Overall, the project achieves success in building a functional web crawling, indexing, and querying system meeting the specified requirements.Generated outputs include downloaded HTML documents, a pickle file containing the inverted index, and JSON responses to user queries.
In the module "Scrapy-based Crawler", the crawler effectively downloads web documents in HTML format based on the provided seed URL/domain, with constraints on maximum pages and depth. It outputs downloaded HTML documents stored locally. However, ensure proper handling of edge cases such as unreachable URLs, infinite loops, or large-scale crawling impacting server loads.
In the module "Scikit-Learn based Indexer", the indexer efficiently builds an inverted index from the downloaded HTML documents, enabling subsequent search functionality. It outputs a pickle file containing the inverted index. However,validate data consistency and handle potential memory constraints when indexing large datasets.
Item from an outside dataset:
PR #1218, opened 2026-07-06
fix(candle-ocr): fix the failing GPU OCR jobs (PaddleOCR-VL + Hunyuan-OCR)

### LINKED ISSUE #1214: bug: PaddleOCR-VL candle backend crashes on any non-square page (mrope index broadcast)
## Problem

The PaddleOCR-VL GPU job fails on every real image (candle_paddleocr_vl_e2e_extraction): https://github.com/xberg-io/xberg/actions/runs/28776698885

In the module " Flask-based Processor", the processor effectively handles user queries, validates input, and returns relevant search results. It outputs JSON responses containing search results. However, implement robust error handling to gracefully manage invalid queries or unexpected errors during processing.
- Scrapy-based Crawler:
- Purpose: Downloads web documents in HTML format.
- Content Crawling Required: Initialize using seed URL/Domain, Max Pages, Max Depth.
- Data Sources:
- Links: Scrapy Documentation(https://scrapy.org/)
- Downloads: Install Scrapy via pip (pip3 install scrapy)
- Access Information: Utilize Scrapy spiders to crawl websites using the command - "scrapy runspider webcrawler.py -a seed_url='{seed_url}' -a max_pages={max_pages} -a max_depth={max_depth}"
- Scikit-Learn based Indexer:
- Purpose: Constructs an inverted index in pickle format.
- Search Indexing: Required: TF-IDF score/weight representation, Cosine similarity.
- Data Sources:
- Links: Scikit-Learn Documentation(https://scikit-learn.org/)
- Downloads: Install Scikit-Learn via pip (pip3 install scikit-learn)
- Access Information: Utilize Scikit-Learn's TF-IDF vectorizer and cosine similarity functions.
- Flask-based Processor:
- Purpose: Handles free text queries in JSON format.
- Query Processing: Required: Query validation/error-checking, Top-K ranked results.
- Data Sources:
- Links: Flask Documentation(https://flask.palletsprojects.com/)
- Downloads: Install Flask via pip (pip3 install Flask)
- Access Information: Set up Flask routes to handle query processing.
Several test cases are executed to test the framework, harness and coverage of the application.
Navigate to the test folder by using the command "cd test" in terminal.
-
Execute "python3 crawlerAppTest.py" to test the routes of a Flask web crawler application:
- "test_index_route": Tests the index route of the application ("/") to ensure it returns a status code of 200 (OK).
- "test_run_crawler_invalid_seed_url": Tests the route responsible for running the crawler ("/runcrawler") with invalid seed URL data. It expects a 400 status code indicating a bad request.
-
Execute "python3 extractHTMLTest.py" to test extracting text from HTML content and generating HTML content from file:
- "test_extract_text_from_html": Tests the extract_text_from_html function, ensuring that it correctly extracts text from HTML content.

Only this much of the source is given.